The picture I get from your description is of mass m1 stationary on the ground while m2 gsts pushed up the ramp. This would create slack in the cord that connects the masses, passing over a pulley, and the tension would be zero.

This is probably not the picture you have in mind.

Agree with Charlie, but try finding the net force and use Newton's 2nd law maybe.

To determine the tension in the cord, we need to analyze the forces acting on the system.

Let's start by considering the forces acting on the FedEx box (m2):
1. Weight force (mg2): The weight of the FedEx box acts vertically downward, which can be calculated as mg2 = 1 kg * 9.8 m/s^2 = 9.8 N.
2. Tension force (T): The tension in the cord acts parallel to the inclined plane and in the opposite direction of the weight force.

Next, let's consider the forces acting on the UPS box (m1):
1. Weight force (mg1): The weight of the UPS box acts vertically downward, which can be calculated as mg1 = 3 kg * 9.8 m/s^2 = 29.4 N.
2. Tension force (T): The tension in the cord acts vertically upward, connecting the UPS box to the FedEx box through the pulley.

Since the floor, plane, and pulley are frictionless, there are no frictional forces to consider.

Now, based on the setup, the tension force (T) acting on both boxes is the same. This is because the cord connecting them is assumed to be massless and inextensible, so the tension remains constant throughout its length.

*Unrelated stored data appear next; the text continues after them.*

PR #23, opened 2015-06-12
Hello, World! example

dragula96:
smallest program example.

### DIFF
--- a/examples/Buttons/Buttons.ino
+++ b/examples/Buttons/Buttons.ino
@@ -1,0 +1,105 @@
+/*
+Buttons example
+June 11, 2015
+Copyright (C) 2015 David Martinez
+All rights reserved.
+
+This code is the most basic barebone code for showing how to use buttons in Arduboy.
+
+This library is free software; you can redistribute it and/or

To find the tension in the cord, we need to analyze the forces acting on the FedEx box (m2) using Newton's second law in the vertical direction:
ΣFy(m2) = T - mg2 * sin(θ) = m2 * a(m2) = 0
Here, ΣFy(m2) represents the net force acting on the FedEx box in the vertical direction, sin(θ) represents the sine of the angle of the inclined plane (37 degrees), a(m2) represents the acceleration of the FedEx box (which is zero since it is not moving vertically), and T represents the tension force.

Simplifying the equation, we have:
T - mg2 * sin(θ) = 0
T = mg2 * sin(θ)
T = 1 kg * 9.8 m/s^2 * sin(37°)
T ≈ 5.882 N

Therefore, the tension in the cord is approximately 5.882 N.